Mathematics in Movies - fachoper
http://www.math.harvard.edu/~knill/mathmovies/

======
tzs
Since they are including TV shows, how could they have missed Futurama?
Episode 6ACV10, "The Prisoner of Benda" involved a machine that could swap the
minds of two people. However, it turned out a given pair could only be swapped
once. So if A and B swapped, and then wanted to swap back, they could not just
use the machine together again. They would need to find some intermediate
bodies to swap through--but then those people might no longer all be in the
right bodies, and they would need to find some intermediaries, and so on.
Thus, the question arose if, given a group of people who have done assorted
swaps, is it always possible, with the help of a finite number of volunteers,
to get everyone back to their original body and also leave the volunteers in
their original bodies? And if so, how many volunteers do you need?
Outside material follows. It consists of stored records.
PR #495, opened 2017-04-13
Fixes NPEs for constructors with destructuring.

rkirov:
Constructors with destructuring cannot use the 'public' shorthand:

class C {
  a: string;
  constructor({a}: {a: string}) {
    this.a = a;
  }
}

Also fixes a bug where gents half-moved ctors with default args.  Since
CodeGenerator seems to avoid emitting 'public'/'private' keywords on
arguments with defaults. Back off and leave this transformation to
tslint.


dpurp:
I'm fine with removing this feature if it's covered by tslint, but please verify that tslint takes care of the inferred const case below; otherwise, we'll produce many more `AnyDuringMigration`.

Input:
```javascript
const Baz = goog.defineClass(null, {
  constructor(foo, bar) {
    /** @private @const */
    this.foo = foo;

    /** @private @const */
    this.bar = bar;
  }
}
```

Expected Output:
```typescript
class Baz {
  constructor(private readonly foo, private readonly bar) {}
}
```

The Harlem Globetrotters are called in to help, and they prove that any group
of swapped people can be restored to their bodies with the help of two
volunteers. Their proof of this appears on a blackboard in the episode, and it
is fact a correct proof.

Furthermore, not only is it correct, it was a new result, proved by Futurama
writer Ken Keeler (who has a PhD in mathematics). This is, as far as anyone as
been able to determine, the first and only time that a new theorem has been
first published as part of a TV show.

Details, including the theorem and proof, here:
[http://en.wikipedia.org/wiki/The_Prisoner_of_Benda](http://en.wikipedia.org/wiki/The_Prisoner_of_Benda)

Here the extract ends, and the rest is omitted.